Copy out the data below verbatim.

──────────

PR #3950, opened 2024-07-04
Cosmos managed Identity Authentication Changes

v-ajajvanu:
## Description
Made changes to support Managed Identity Authentication for Cosmos DB instead of using Secrets.

## Related issues
user story [AB#122541](https://microsofthealth.visualstudio.com/Health/_workitems/edit/122541)

## Testing
Tested by creating FHIR server instance with code running from publishing new images to ACR that contain managed identity authentication changes.

## FHIR Team Checklist


src/Microsoft.Health.Fhir.CosmosDb/Features/Storage/CosmosDbCollectionPhysicalPartitionInfo.cs
```diff
@@ -33,19 +35,23 @@ internal class CosmosDbCollectionPhysicalPartitionInfo : IRequireInitializationO
         private readonly IHttpClientFactory _httpClientFactory;
         private readonly ILogger<CosmosDbCollectionPhysicalPartitionInfo> _logger;
         private readonly CancellationTokenSource _backgroundLoopCancellationTokenSource = new();
+        private readonly IAccessTokenProvider _aadTokenProvider;
         private Task _backgroundLoopTask;
 
         public CosmosDbCollectionPhysicalPartitionInfo(
+            IAccessTokenProvider aadTokenProvider,
```
abiisnn, line 42: What "add" in "aadTokenProvider" stands for?

src/Microsoft.Health.Fhir.CosmosDb/Features/Storage/CosmosDbCollectionPhysicalPartitionInfo.cs
```diff
@@ -92,46 +98,18 @@ private async Task<int> GetPhysicalPartitionCount(CancellationToken cancellation
...
-                }
-                else
-                {
-                    Ensure.That(host, $"{nameof(CosmosDataStoreConfiguration)}.{nameof(CosmosDataStoreConfiguration.Host)}").IsNotNullOrEmpty();
-                }
-            }
-            else if (string.IsNullOrWhiteSpace(key))
-            {
-                Ensure.That(key, $"{nameof(CosmosDataStoreConfiguration)}.{nameof(CosmosDataStoreConfiguration.Key)}").IsNotNullOrEmpty();
-            }
```
abiisnn, line 112: I think we should keep the same behavior but using the new **tokenProvider**.

We might need to add a new variable called "**token**" in [CosmosDBLocalEmuletor](https://github.com/microsoft/fhir-server/blob/fb9836bb14817f50977860217ff69a034493e90d/src/Microsoft.Health.Fhir.CosmosDb/Features/Storage/CosmosDbLocalEmulator.cs#L8) and make sure we clean up "**key**" in case it is not needed anymore. If "token" is not longer needed (because now you use _new DefaultAzureCredential()_), then can we clean up all key references?

I think we can keep the same structure because Ensure.That() will throw an exception in case host or token are null or white space, as now, it will just check **host** and not **token**.

src/Microsoft.Health.Fhir.CosmosDb/Features/Storage/CosmosDbCollectionPhysicalPartitionInfo.cs
```diff
@@ -186,6 +164,23 @@ private static string GenerateAuthToken(string verb, string resourceType, string
             return $"type=master&ver=1.0&sig={signature}";
         }
 
+        private async Task<string> GenerateAccessToken(string host, CancellationToken cancellationToken)
```
abiisnn, line 167: Can we check that **host** is not null, empty or white space?

abiisnn (commented):
Left a couple of comments, thanks for fixing it!!

src/Microsoft.Health.Fhir.CosmosDb/Features/Storage/CosmosDbCollectionPhysicalPartitionInfo.cs
abiisnn: Do we still need "[key](https://github.com/microsoft/fhir-server/blob/fb9836bb14817f50977860217ff69a034493e90d/src/Microsoft.Health.Fhir.CosmosDb.Core/Configs/CosmosDataStoreConfiguration.cs#L15)"?

src/Microsoft.Health.Fhir.CosmosDb/Features/Storage/CosmosDbCollectionPhysicalPartitionInfo.cs
v-ajajvanu: @abiisnn "aad" stands here for Azure Active Directory.

src/Microsoft.Health.Fhir.CosmosDb/Features/Storage/CosmosDbCollectionPhysicalPartitionInfo.cs
v-ajajvanu: @abiisnn We are already checking for "host" as not null and empty or white space in line number 101.
Only after the check is successful, GenerateAccessToken function will get invoked.

src/Microsoft.Health.Fhir.CosmosDb/Features/Storage/CosmosDbCollectionPhysicalPartitionInfo.cs
v-ajajvanu: @abiisnn We had removed "Key" reference from everywhere.
 Also, in CosmosDBLocalEmulator class, we do not need token property as we are using DefaultAzureCredentials, and it generates token internally.

v-ajajvanu:
@abiisnn We had worked on the suggestions provided and changes are committed from our end. If possible, could you please review the same and provide feedbacks.

brendankowitz:
Covered by changes in #4026. The investigation/changes for `CosmosDbCollectionPhysicalPartitionInfo` was helpful in getting this working under MI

──────────

* [SOLUTION]:
PR #3950, opened 2024-07-04
Cosmos managed Identity Authentication Changes

v-ajajvanu:
## Description
Made changes to support Managed Identity Authentication for Cosmos DB instead of using Secrets.

## Related issues
user story [AB#122541](https://microsofthealth.visualstudio.com/Health/_workitems/edit/122541)

## Testing
Tested by creating FHIR server instance with code running from publishing new images to ACR that contain managed identity authentication changes.

## FHIR Team Checklist


src/Microsoft.Health.Fhir.CosmosDb/Features/Storage/CosmosDbCollectionPhysicalPartitionInfo.cs
```diff
@@ -33,19 +35,23 @@ internal class CosmosDbCollectionPhysicalPartitionInfo : IRequireInitializationO
         private readonly IHttpClientFactory _httpClientFactory;
         private readonly ILogger<CosmosDbCollectionPhysicalPartitionInfo> _logger;
         private readonly CancellationTokenSource _backgroundLoopCancellationTokenSource = new();
+        private readonly IAccessTokenProvider _aadTokenProvider;
         private Task _backgroundLoopTask;
 
         public CosmosDbCollectionPhysicalPartitionInfo(
+            IAccessTokenProvider aadTokenProvider,
```
abiisnn, line 42: What "add" in "aadTokenProvider" stands for?

src/Microsoft.Health.Fhir.CosmosDb/Features/Storage/CosmosDbCollectionPhysicalPartitionInfo.cs
```diff
@@ -92,46 +98,18 @@ private async Task<int> GetPhysicalPartitionCount(CancellationToken cancellation
...
-                }
-                else
-                {
-                    Ensure.That(host, $"{nameof(CosmosDataStoreConfiguration)}.{nameof(CosmosDataStoreConfiguration.Host)}").IsNotNullOrEmpty();
-                }
-            }
-            else if (string.IsNullOrWhiteSpace(key))
-            {
-                Ensure.That(key, $"{nameof(CosmosDataStoreConfiguration)}.{nameof(CosmosDataStoreConfiguration.Key)}").IsNotNullOrEmpty();
-            }
```
abiisnn, line 112: I think we should keep the same behavior but using the new **tokenProvider**.

We might need to add a new variable called "**token**" in [CosmosDBLocalEmuletor](https://github.com/microsoft/fhir-server/blob/fb9836bb14817f50977860217ff69a034493e90d/src/Microsoft.Health.Fhir.CosmosDb/Features/Storage/CosmosDbLocalEmulator.cs#L8) and make sure we clean up "**key**" in case it is not needed anymore. If "token" is not longer needed (because now you use _new DefaultAzureCredential()_), then can we clean up all key references?

I think we can keep the same structure because Ensure.That() will throw an exception in case host or token are null or white space, as now, it will just check **host** and not **token**.

src/Microsoft.Health.Fhir.CosmosDb/Features/Storage/CosmosDbCollectionPhysicalPartitionInfo.cs
```diff
@@ -186,6 +164,23 @@ private static string GenerateAuthToken(string verb, string resourceType, string
             return $"type=master&ver=1.0&sig={signature}";
         }
 
+        private async Task<string> GenerateAccessToken(string host, CancellationToken cancellationToken)
```
abiisnn, line 167: Can we check that **host** is not null, empty or white space?

abiisnn (commented):
Left a couple of comments, thanks for fixing it!!

src/Microsoft.Health.Fhir.CosmosDb/Features/Storage/CosmosDbCollectionPhysicalPartitionInfo.cs
abiisnn: Do we still need "[key](https://github.com/microsoft/fhir-server/blob/fb9836bb14817f50977860217ff69a034493e90d/src/Microsoft.Health.Fhir.CosmosDb.Core/Configs/CosmosDataStoreConfiguration.cs#L15)"?

src/Microsoft.Health.Fhir.CosmosDb/Features/Storage/CosmosDbCollectionPhysicalPartitionInfo.cs
v-ajajvanu: @abiisnn "aad" stands here for Azure Active Directory.

src/Microsoft.Health.Fhir.CosmosDb/Features/Storage/CosmosDbCollectionPhysicalPartitionInfo.cs
v-ajajvanu: @abiisnn We are already checking for "host" as not null and empty or white space in line number 101.
Only after the check is successful, GenerateAccessToken function will get invoked.

src/Microsoft.Health.Fhir.CosmosDb/Features/Storage/CosmosDbCollectionPhysicalPartitionInfo.cs
v-ajajvanu: @abiisnn We had removed "Key" reference from everywhere.
 Also, in CosmosDBLocalEmulator class, we do not need token property as we are using DefaultAzureCredentials, and it generates token internally.

v-ajajvanu:
@abiisnn We had worked on the suggestions provided and changes are committed from our end. If possible, could you please review the same and provide feedbacks.

brendankowitz:
Covered by changes in #4026. The investigation/changes for `CosmosDbCollectionPhysicalPartitionInfo` was helpful in getting this working under MI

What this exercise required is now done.